C:支那領土の非併合(ただし日支両政府がこれまでに調印した現行の日本政府の租借地や駐屯の権限はこれを除く)

D:支那領土におけるテロ防止にむけた日支両政府の緊密なる協力。租界地に関する日本軍の防衛についての協議及び、治安維持に向けた協力体制の確立。

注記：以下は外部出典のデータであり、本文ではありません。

PR #1602, opened 2020-01-16
factorized some static related functions

phpgeekfr:


libs/movie/src/lib/movie/static-model/staticModels.ts
```diff
@@ -834,3 +834,13 @@ export const enum App {
...
   catalog = 'catalog'
 }
+
+/**
+ * Check if data passed into array have at lease one item belonging to scope
+ * @param array 
+ * @param scope 
+ * @param key 
+ */
+export function hasSlug<S extends Scope, code extends ExtractSlug<S>>(array: string[], scope: Scope, key: code): boolean {
```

E:支那領土における門戸開放方針の復活。但し之が解釈及び適用に関しては将来適当の時期に日米両国に於いて、又満州国に関しては米国と満洲行政府が協議せらるべきものとす。

F:支那領土への日本の大量的または集団的移民の自制


(中略)


*附則*


 本諒解事項は両国政府間の秘密覚書とす。


 本諒解事項発表の範囲、性質及び時期は両国政府に於いて協定するものとす。



- 合衆国が満洲承認へ交渉を開始。国務省報道官声明 -


 国務省は22日。満洲国との国交樹立に向けた交渉に着手するとの報道官声明を発表した。満州事変を9か国条約違反と批判し続けてきたこれまでの方針からの転換であり、議会共和党からの激しい反発が予想される。


- 東西新聞 (5月23日) -


・鉄の女もやっぱりイギリス人なんだなあと

・タブロイド紙は大衆紙…といわれても日本人的感覚じゃピンとこない。東○ポ?

・新聞社の社長に爵位をばらまいたロイド・ジョージ。やり方が上手い

・その新聞社の社長と友人となり閣内に招き入れたチャーチルのほうがエゲツナイ

・信念と狂信は紙一重。みんな大好きチャーチル御爺さん。

・みんなご存じソールズベリー侯爵。まあなんというか、経歴だけ見ているとコテコテの悪役。息子さんは輪をかけてそうときている。そしてバトラーとマクミランならマクミランに軍配を上げるのが保守党

・フランダン外相。個人的に最も同情するフランス人。